Irène es mucho más que una novela policiaca, mucho más que una novela del género negro, es una magnífica reflexión narrativa sobre un tipo de literatura a menudo denostado, maltratado. Uno de sus personajes (uno de los más importantes protagonistas del libro, no digo más) escribe lo siguiente:
“El éxito indescriptible de la
literatura policiaca demuestra, con toda evidencia, hasta qué punto el mundo
necesita de la muerte. Y del misterio. El mundo persigue esas imágenes no
porque necesite imágenes. Porque solo tiene eso. Aparte de los conflictos
bélicos y de las increíbles carnicerías gratuitas que la política ofrece a los
hombres para calmar la inagotable necesidad de muerte, ¿qué tienen? Imágenes.

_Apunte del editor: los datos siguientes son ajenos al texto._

PR #6586, opened 2025-01-13
Fix slate RichTextwidget to allow support slate extensions refs#6570

### LINKED ISSUE #6570: Allow passing slate extensions to RichTextWidget
**Describe the bug**
The text block configuration in the core can be extended using textBlockExtensions. However, we don't apply this to the RichtextWidget because, in the past, we faced issues with how it handled unordered lists (ul) and list items (li).

**To Reproduce**

1. Try adding a richText widget on a field and add a `ul` with some `li`'s. 
2. It seems you can't go out of lists, also on shift+Enter.

**Expected behavior**
The behaviour should be same as textlock where shift+Enter should go on a newline `\n`, Enter on empty li should come out of list. 

- Volto Version - 18.x also on 17.x

TextBlock: https://github.com/plone/volto/blob/e55b4a65170f0a2038d9d1db994748bca9f72f95/packages/volto-slate/src/blocks/Text/DefaultTextBlockEditor.jsx#L73

https://github.com/plone/volto/blob/e55b4a65170f0a2038d9d1db994748bca9f72f95/packages/volto-slate/src/blocks/Text/index.jsx#L41

RichTextWidget: https://github.com/plone/volto/blob/e55b4a65170f0a2038d9d1db994748bca9f72f95/packages/volto-slate/src/widgets/RichTextWidget.jsx#L63

nileshgulia1:
Closes #6570


nileshgulia1:
@davisagli Its something which we are also doing it for textBlock. slate-extensions just adds extra capabilities to slate wrapped components. To test this, you can create a RichText widget in your content type, try to create some lists(ul) with few li's, save the page and re-edit them, you see there is no way to get outside of lists, or actually there is no way to add anything else. 
I've created a sample here(on edit ): https://demo.plone.org/test-richtext

Perhaps I should create some E2E tests also 🤔

nileshgulia1:
There is a detached mode also but I think its for blocks not widgets.

stevepiercy:
@nileshgulia1 I don't follow. I can use the up and down arrows to move between blocks.


https://github.com/user-attachments/assets/5d70c9bc-0b92-4ac4-b78e-e80d9ac66ce8

davisagli (changes requested):
@nileshgulia1 @stevepiercy I think I understand the problem better now:
- This is specifically a problem with the rich text widget, not the slate block. To test it, you have to add a rich text field to a content type, and edit there, not in a block.
- The problem is that when you're typing in a list, you would expect to be able to hit Enter a couple times to end the list. But this just creates new list items, and there's no obvious way to add text that is not in the list.

Do I have it right? If so, I'd suggest a different changelog entry here: "Fix typing Enter to end a list in the RichTextWidget." Using a slate extension for this is just an implementation detail, not the point of the change.

Unfortunately, I tested with this PR locally and it doesn't actually seem to fix the problem.

davisagli:
@nileshgulia1 Your video looks like what I would expect! I'll try to step through in the debugger in my local site later this week and see if I can tell why it didn't work for me.

packages/volto-slate/src/widgets/HtmlSlateWidget.jsx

El hombre se nutre de imágenes de muerte porque tiene hambre de muerte. Y solo
los artistas pueden aplacarla. Los escritores escriben sobre la muerte para los
hombres a los que les hace falta la muerte, crean dramas para calmar su
necesidad de drama. El mundo quiere siempre más. El mundo no quiere solamente
papel e historias, quiere sangre, sangre de verdad”.
Sangre de
verdad, misterio y muerte. Porque, como reconoce en el colofón Lemaitre, Irène
es un “homenaje a la literatura, este libro no existiría sin ella”.
Acabo con una reflexión de Camille Verhoeven: ¿existe algo que no sea asunto de la policía?